PR #4143, opened 2026-05-15
feat: show admin promotion message (WPB-25283)

sbakhtiarov:
https://wearezeta.atlassian.net/browse/WPB-25283

https://wearezeta.atlassian.net/browse/WPB-25283
----

# What's new in this PR?

Show new system message when self user get promoted to group admin

### DIFF
--- a/data/persistence/src/commonMain/kotlin/com/wire/kalium/persistence/dao/message/MessageEntity.kt
+++ b/data/persistence/src/commonMain/kotlin/com/wire/kalium/persistence/dao/message/MessageEntity.kt
@@ -200,7 +200,12 @@ sealed interface MessageEntity {
         /**
          * A member(s) was removed from the team.
          */
-        REMOVED_FROM_TEAM
+        REMOVED_FROM_TEAM,
+
+        /**
+         * Self user was assigned the admin role in the conversation. Local-only.
+         */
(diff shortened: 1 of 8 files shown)


data/persistence/src/commonMain/kotlin/com/wire/kalium/persistence/dao/message/MessageEntity.kt
```diff
@@ -200,7 +200,12 @@ sealed interface MessageEntity {
         /**
          * A member(s) was removed from the team.
          */
-        REMOVED_FROM_TEAM
+        REMOVED_FROM_TEAM,
+
+        /**
+         * Self user was assigned the admin role in the conversation. Local-only.
+         */
+        SELF_USER_PROMOTED_TO_ADMIN
```
MohamadJaara, line 208: do we show it for self user only or there is a chance that it will be X user became admin ?

sbakhtiarov: No, this is for self user only, other members are not notified.

Garzas (approved):

yamilmedina (approved):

**DIRECTIONS FOR THIS TASK**
The required output is each line of the entries that contains the word "data".

**EXPECTED ANSWER**
--- a/data/persistence/src/commonMain/kotlin/com/wire/kalium/persistence/dao/message/MessageEntity.kt
+++ b/data/persistence/src/commonMain/kotlin/com/wire/kalium/persistence/dao/message/MessageEntity.kt
data/persistence/src/commonMain/kotlin/com/wire/kalium/persistence/dao/message/MessageEntity.kt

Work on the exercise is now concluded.